Inzwischen ist ja schon einiges zur Begründung des Freispruchs des Kollegen Lucas geschrieben/berichtet worden, wobei sich der „Ärger“ der meisten Kommentatoren auf der Grundlage des Berichts von Spiegel-online an der Art und Weise entzündet, wie der Freispruch begründet worden ist und wie sich der Kammervorsitzende „aufgeführt“ hat. Der Kollege Feltus fragt sich z.B. „Was für Richter gibt es in Augsburg? Zweifelhafte mündliche Urteilsbegründung“. Der Kollege Hoenig sieht Augsburg hinter der Demarkationslinie.

In der Tat: Auch „meinem“ Prozessbeobachter – es handelt sich übrigens um meinen Sozius Dr. David Herrmann, der das Verfahren für die ARGE Strafrecht im DAV „begleitet“ hat – ist die „Gift und Galle“ sprühende Begründung aufgefallen, in der auch wir – wohl wegen des Begriffs „Augsburger Puppenkiste“ unser Fett wegbekommen haben (Letzteres freut mich, weil es zeigt, dass das Blog offenbar auch in Augsburg gelesen wird).

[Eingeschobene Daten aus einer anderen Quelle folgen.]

Issue #2275, opened 2025-02-01
Processing TradeTick from bar fails in backtest if bar.volume / 4 and instrument.size_increment both evaluate to < 1


miller-moore:
# Bug Report

When the order matching engine processes a trade tick from a bar with a small volume and the instrument size increment is less than 1, the creation of TradeTick fails on Condition.positive_int error because TradeTick enforces `size` to be a positive int. 

### Expected Behavior
Take `max(bar.volume / 4, instrument.size_increment, 1)` instead of just `max(bar.volume / 4, instrument.size_increment)`: https://github.com/nautechsystems/nautilus_trader/blob/234b4915c8b3500b42182f1143951971f38efe48/nautilus_trader/backtest/matching_engine.pyx#L646

### Actual Behavior
Sometimes the bar.volume / 4 combined with instrument.size_increment < 1 results in a float trade tick size of < 1, leading to the Condition.positive_int error on `size`.

### Steps to Reproduce the Problem

1. Create a bar whose volume is less than 4 and whose instrument.size_increment < 1
2. Run a backtest with this bar
3. See the error thrown by Condition.positive_int

### Specifications

- OS platform: MacOS 15.1
- Python version: 3.12
- `nautilus_trader` version: 1.211.0

faysou:
Thanks for the report, I've implemented this code recently, I'll fix it today or tomorrow, I know what to do.

faysou:
I don't understand why cdef double size_value = max(bar.volume.as_double() / 4.0, self.instrument.size_increment.as_double())  is not enough.

Can you please send an example reproducing the issues ?

stefansimik:
As I understood it, the code is OK, but just **checked condition** is failing: `Condition.positive_int`.
If such a condition is there, then result of the code can be decimal number (smaller than integer 1), on which condition `Condition.positive_int` fails...

But let's wait for MRE if needed 👍

miller-moore:
I don't have an MRE ready but I will try to work one up if you still need one after the following attempted explanation. 

Basically: 
- `bar.volume.as_double() / 4.0` can evaluate to a float smaller than 1
- `self.instrument.size_increment.as_double()` can also evaluate to a float smaller than 1

[...]

PR #2277, opened 2025-02-02
Fix _process_trade_ticks_from_bar for low volume

faysou:
# Pull Request

Fix _process_trade_ticks_from_bar for low volume
Floored size of tick at 1 if bar volume is not 0

Solving issue here https://github.com/nautechsystems/nautilus_trader/issues/2275

## Type of change

### DIFF
--- a/nautilus_trader/backtest/matching_engine.pyx
+++ b/nautilus_trader/backtest/matching_engine.pyx
@@ -643,7 +643,12 @@ cdef class OrderMatchingEngine:
         #         )
 
     cdef void _process_trade_ticks_from_bar(self, Bar bar):
-        cdef double size_value = max(bar.volume.as_double() / 4.0, self.instrument.size_increment.as_double())
+        cdef double bar_volume = bar.volume.as_double()
+        if bar_volume == 0.0:
+            return
+
+        # Note: we make the approximation that volume is at least 4 if it's not 0
+        cdef double size_value = max(bar.volume.as_double() / 4.0, self.instrument.size_increment.as_double(), 1.0)
         cdef Quantity size = Quantity(size_value, bar._mem.volume.precision)
 
         # Create base tick template


stefansimik:
Hi @faysou 😊,
thank you very much for your work on this issue, I really appreciate it 💚 🙏 .

I'd like to discuss an additional scenario regarding the splitting of 1-minute bars into ticks based on their OHLC price patterns:

1. **Single-Price Bar** (Line-like appearance)
   - All OHLC prices are identical
   - Bar visually appears as a horizontal line
   - Minimum volume must be 1 contract (traded at this single price)
   - Splitting logic: Generate only ONE tick with this price
2. **Two-Price Bar** (Rectangle without wicks)
   - Open equals Low AND Close equals High (or vice versa)
   - Bar visually appears as a filled rectangle without wicks
   - Minimum volume must be 2 contracts (at least 1 contract per price level)
   - Splitting logic: Generate TWO ticks using only High and Low prices
3. **Three-Price Bar**
   - Contains exactly 3 unique prices among OHLC values
   - Example: Open=High with unique Low and Close
   - Minimum volume must be 3 contracts (at least 1 contract per price level)
   - Splitting logic: Generate THREE ticks using the unique prices (High, Low, and either Open or Close)

**The key principle is:**

Number of unique OHLC prices determines both:

1. The minimum possible volume (1 contract per unique price)
2. How many ticks should be generated when splitting the bar

**Summary:**

* Bar with 1 unique price has minimum volume of 1 and splits into 1 tick (not 4)  
* Bar with 2 unique prices has minimum volume of 2 and splits into 2 ticks (not 4)
* Bar with 3 unique prices has minimum volume of 3 and splits into 3 ticks (not 4)
* Bar with 4 unique prices has minimum volume of 4 and splits into 4 ticks

This realistic approach allow splitting bar into realistic count of trade ticks with correct minimum volume for each tick.

What do you think about this exact / realistic simulation? Does it make sense from your perspective?

faysou:
Hi @stefansimik I would rather close the issue as it's been worked on by @cjdsellers . Also volume are not just integers, so I'm not sure the logic is simple.

stefansimik:
Understood and clear 😊 👍 
This is definitely nothing critical, just a tuning things and nice-to-have.
We can think about it anytime later if needed 😊👍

Bevor ich das zusammenfasse aus der mündlichen Urteilsbegründung, was mir wichtig erscheint, vorab zwei Dinge:

  1. Spiegel-online berichtet: „Das Gericht habe auch gerügt, dass Lucas „jede Möglichkeit zur Deeskalation [habe] vergehen lassen„. Das hat mich am meisten erstaunt/erschreckt. Denn das ist ja wohl noch immer das gute Recht eines jeden Angeklagten. Oder?
  2. Und: Das, was von der Urteilsbegründung berichtet wird, macht mir den Eindruck, als habe das Gericht Schwierigkeiten mit dem Freispruch. Denn wie anders soll man eine Formulierung verstehen, in der darauf hingewiesen wird, dass der Freispruch auch nicht der erwartete sei, sondern einer, der nur knapp wegen des Grundsatzes in dubio pro reo ergehe. Was ist ein knapper Freispruch? Es ist ein Freispruch und m.E. sollte eine Kammer die Größe haben, diesen Freispruch nicht zu kommentieren. Ganz oder gar nicht. Es hat für eine Verurteilung nicht gereicht. Dann muss ich frei sprechen. Basta! Und m.E. ohne Kommentar. So hört es sich an wie: Wir hätten Sie ja lieber verurteilt, aber leider ging es nicht.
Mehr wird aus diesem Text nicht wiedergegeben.